◆ Aim of the exercise ◆
Lines to return, exactly: from the line with "This prevents issues" to the line with "briandowns, line 191: Do" in the entries below, both included.

◆ Excerpted records ◆

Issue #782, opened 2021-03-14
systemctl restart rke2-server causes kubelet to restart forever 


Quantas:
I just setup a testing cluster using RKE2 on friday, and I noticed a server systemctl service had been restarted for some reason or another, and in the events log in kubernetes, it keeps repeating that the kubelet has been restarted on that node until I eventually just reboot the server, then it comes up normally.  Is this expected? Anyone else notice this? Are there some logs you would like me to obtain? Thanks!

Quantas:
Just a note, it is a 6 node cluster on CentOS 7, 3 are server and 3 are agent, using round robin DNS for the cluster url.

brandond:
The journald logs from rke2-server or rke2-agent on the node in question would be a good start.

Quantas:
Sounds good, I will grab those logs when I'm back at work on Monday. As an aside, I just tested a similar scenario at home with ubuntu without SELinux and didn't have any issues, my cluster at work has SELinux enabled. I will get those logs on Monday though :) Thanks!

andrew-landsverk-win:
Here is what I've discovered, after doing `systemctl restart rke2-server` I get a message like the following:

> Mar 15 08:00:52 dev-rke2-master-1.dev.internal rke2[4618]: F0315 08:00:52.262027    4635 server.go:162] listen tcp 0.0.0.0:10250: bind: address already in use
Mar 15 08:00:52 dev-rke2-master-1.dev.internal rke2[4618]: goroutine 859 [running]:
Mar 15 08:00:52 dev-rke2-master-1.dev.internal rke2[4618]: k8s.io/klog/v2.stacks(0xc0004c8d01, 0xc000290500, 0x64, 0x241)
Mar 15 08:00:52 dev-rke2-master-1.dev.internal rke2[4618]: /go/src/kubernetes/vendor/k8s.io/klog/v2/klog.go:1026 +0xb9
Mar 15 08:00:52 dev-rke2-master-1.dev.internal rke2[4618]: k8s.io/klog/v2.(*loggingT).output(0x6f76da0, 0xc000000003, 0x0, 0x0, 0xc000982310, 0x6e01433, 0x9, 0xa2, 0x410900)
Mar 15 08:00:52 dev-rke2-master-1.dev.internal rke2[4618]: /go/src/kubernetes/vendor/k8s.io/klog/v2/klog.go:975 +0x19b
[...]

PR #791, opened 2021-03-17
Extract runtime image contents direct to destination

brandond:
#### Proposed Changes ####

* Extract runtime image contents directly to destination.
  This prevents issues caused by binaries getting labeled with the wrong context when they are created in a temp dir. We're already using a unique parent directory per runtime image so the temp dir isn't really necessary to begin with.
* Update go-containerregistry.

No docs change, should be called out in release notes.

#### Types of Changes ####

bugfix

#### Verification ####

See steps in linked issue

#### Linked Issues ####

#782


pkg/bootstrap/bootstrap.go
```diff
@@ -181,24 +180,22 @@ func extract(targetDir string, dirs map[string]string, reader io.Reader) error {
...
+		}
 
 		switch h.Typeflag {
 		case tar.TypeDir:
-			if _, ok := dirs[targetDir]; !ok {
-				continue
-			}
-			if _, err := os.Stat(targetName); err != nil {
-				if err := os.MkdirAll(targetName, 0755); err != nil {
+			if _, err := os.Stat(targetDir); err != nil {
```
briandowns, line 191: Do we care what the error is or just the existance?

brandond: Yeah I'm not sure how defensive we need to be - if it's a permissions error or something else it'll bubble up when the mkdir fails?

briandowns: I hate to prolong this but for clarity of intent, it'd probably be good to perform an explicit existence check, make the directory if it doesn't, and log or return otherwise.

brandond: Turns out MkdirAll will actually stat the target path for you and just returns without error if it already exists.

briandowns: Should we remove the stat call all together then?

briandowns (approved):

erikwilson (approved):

==

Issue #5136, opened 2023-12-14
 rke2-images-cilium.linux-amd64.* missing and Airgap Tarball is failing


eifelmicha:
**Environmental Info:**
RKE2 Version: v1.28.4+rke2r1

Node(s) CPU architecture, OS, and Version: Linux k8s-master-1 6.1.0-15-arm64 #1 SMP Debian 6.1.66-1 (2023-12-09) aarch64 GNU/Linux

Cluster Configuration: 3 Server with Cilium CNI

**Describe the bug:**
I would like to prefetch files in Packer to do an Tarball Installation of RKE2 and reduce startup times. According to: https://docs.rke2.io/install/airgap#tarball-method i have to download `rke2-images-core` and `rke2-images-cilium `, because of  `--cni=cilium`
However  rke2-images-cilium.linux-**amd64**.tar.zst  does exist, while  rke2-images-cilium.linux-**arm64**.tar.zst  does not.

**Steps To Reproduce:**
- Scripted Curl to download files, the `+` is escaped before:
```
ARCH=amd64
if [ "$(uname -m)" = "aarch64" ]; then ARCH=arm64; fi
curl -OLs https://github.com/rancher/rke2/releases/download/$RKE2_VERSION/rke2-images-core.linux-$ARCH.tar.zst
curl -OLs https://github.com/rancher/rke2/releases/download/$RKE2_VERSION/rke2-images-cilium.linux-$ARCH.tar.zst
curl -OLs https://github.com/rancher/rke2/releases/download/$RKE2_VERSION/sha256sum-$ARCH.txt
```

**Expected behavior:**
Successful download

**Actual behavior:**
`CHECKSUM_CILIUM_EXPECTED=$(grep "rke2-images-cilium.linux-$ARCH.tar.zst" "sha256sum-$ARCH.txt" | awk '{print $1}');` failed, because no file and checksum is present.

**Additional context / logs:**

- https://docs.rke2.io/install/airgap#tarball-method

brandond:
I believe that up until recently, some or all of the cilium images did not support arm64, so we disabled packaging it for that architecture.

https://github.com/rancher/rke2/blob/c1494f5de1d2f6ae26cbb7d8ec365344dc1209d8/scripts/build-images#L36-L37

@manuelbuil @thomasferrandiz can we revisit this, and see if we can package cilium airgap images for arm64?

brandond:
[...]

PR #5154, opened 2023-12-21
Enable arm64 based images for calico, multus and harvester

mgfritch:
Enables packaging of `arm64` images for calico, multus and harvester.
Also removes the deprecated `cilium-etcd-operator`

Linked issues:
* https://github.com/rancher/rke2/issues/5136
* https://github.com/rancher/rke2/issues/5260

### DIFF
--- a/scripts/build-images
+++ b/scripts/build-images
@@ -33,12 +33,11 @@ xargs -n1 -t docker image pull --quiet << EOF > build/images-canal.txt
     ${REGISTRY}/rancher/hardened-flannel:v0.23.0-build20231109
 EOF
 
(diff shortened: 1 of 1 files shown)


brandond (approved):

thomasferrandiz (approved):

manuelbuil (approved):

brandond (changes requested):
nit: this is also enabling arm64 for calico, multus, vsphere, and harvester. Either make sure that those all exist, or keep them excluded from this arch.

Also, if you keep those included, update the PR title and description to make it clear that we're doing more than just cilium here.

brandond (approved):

--

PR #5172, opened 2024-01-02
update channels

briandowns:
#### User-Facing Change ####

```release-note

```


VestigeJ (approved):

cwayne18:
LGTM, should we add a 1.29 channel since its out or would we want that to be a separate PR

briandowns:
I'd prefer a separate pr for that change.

◆ Answer area ◆
  This prevents issues caused by binaries getting labeled with the wrong context when they are created in a temp dir. We're already using a unique parent directory per runtime image so the temp dir isn't really necessary to begin with.
* Update go-containerregistry.

No docs change, should be called out in release notes.

#### Types of Changes ####

bugfix

#### Verification ####

See steps in linked issue

#### Linked Issues ####

#782


pkg/bootstrap/bootstrap.go
```diff
@@ -181,24 +180,22 @@ func extract(targetDir string, dirs map[string]string, reader io.Reader) error {
...
+		}
 
 		switch h.Typeflag {
 		case tar.TypeDir:
-			if _, ok := dirs[targetDir]; !ok {
-				continue
-			}
-			if _, err := os.Stat(targetName); err != nil {
-				if err := os.MkdirAll(targetName, 0755); err != nil {
+			if _, err := os.Stat(targetDir); err != nil {
```
briandowns, line 191: Do we care what the error is or just the existance?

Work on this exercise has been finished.